Both economists and libertarian cypherpunks have predicted that digital cash will pose difficulties for law enforcement attempts at surveillance.
"Digital monetary and financial products are 'disruptive' technologies, in that their creation upsets the existing legal and public policy order as to how money and financial products and institutions are regulated and organized," Richard Rahn, author of The End of Money and the Struggle for Financial Privacy, told a House subcommittee this week. "Central bankers, treasury officials, law enforcement authorities and intellectual property administrators will by necessity have to adjust to a different world."
Even though FinCEN has come under fire from privacy advocates in the past, the word "privacy" does not appear anywhere in the agency's strategic plan.
"It's shocking that an agency under attack for violating privacy rights would omit any mention of privacy in its strategic plan," says the ACLU's Nojeim.
One reason for concern among civil libertarians is that FinCEN has been gradually expanding its surveillance net.
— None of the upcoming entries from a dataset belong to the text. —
PR #472, opened 2021-01-22
closes#467 - improve error screens

Ulisseus:
Unfortunately, I needed to create a new pr due to npm/yarn conflict when merging with local branch.

This PR adds one new component - generic [Error](https://www.chromatic.com/component?appId=600846bf978ae90021e98307&name=Components%2FError&buildNumber=4). 

- It fixes dynamic routing. Right now all links like [https://www.c0d3.com/review/1000Test](https://www.c0d3.com/review/1000Test) and https://www.c0d3.com/curriculum/random are valid. This PR restricts them to lessonID routes.
-  Unauthorized access to [https://www.c0d3.com/curriculum](https://www.c0d3.com/curriculum) should redirect to login page, otherwise it should show 500 Error component. 
-  `No data...' in withQueryLoader wrapper is replaced by new custom Error component. 
- Test for challenge page under `__tests__/[lesson].test.js` was renamed to `challengePage.test.js` since jest could not recognize its path (`jest test __tests__/[lesson].test.js` could not find any tests, `jest test __tests__/*` worked fine)
- Updated snapshots.


__tests__/pages/curriculum.test.js
```diff
@@ -39,13 +42,13 @@ describe('Curriculum Page', () => {
       }
     ]
 
-    const { findByRole } = render(
+    const { findByText } = render(
```
Ulisseus, line 45: I know that testing-library recommends using findByRole/getByRole first, but since my tree looks like this only text queries work:
names

components/Error.tsx
```diff
@@ -0,0 +1,34 @@
...
+    <Layout>
+      <div className="container">
+        <div className="row">
+          <div className="d-flex col-sm-3 align-items-center justify-content-center">
+            <div className="text-center">
+              <Text size="xl" bold={true}>
+                {title}
+              </Text>
+              <Text size="md">{message}</Text>
+              <Navlink path="/" className="btn btn-primary py-3 px-5 mt-3">
```
anthonykhoa, line 21: We have a button component made already
https://github.com/garageScript/c0d3-app/blob/master/components/theme/Button.tsx

pages/curriculum.tsx
```diff
@@ -13,8 +15,32 @@ export const Curriculum: React.FC<GetAppProps> = ({ data }) => {
...
+  }
+  if (!session || !lessons || !alerts) {
+    return (
+      <Error
+        title="Internal server error"
+        message="Bad data"
+        src="/500.png"
+      ></Error>
+    )
+  }
```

Businesses such as check cashers, money transmitters and currency dealers must now join banks in filing "suspicious activity reports," and have until the end of 2001 to sign up. Casinos will begin filing next year as well.
Hundreds of law enforcement agencies -- including the IRS, Drug Enforcement Administration, the Postal Service, bank regulators and state law enforcement -- share access to FinCEN's databases, sometimes via modem dialup.
The FBI, Secret Service, and U.S. Customs regularly download the data and import it into their own databases.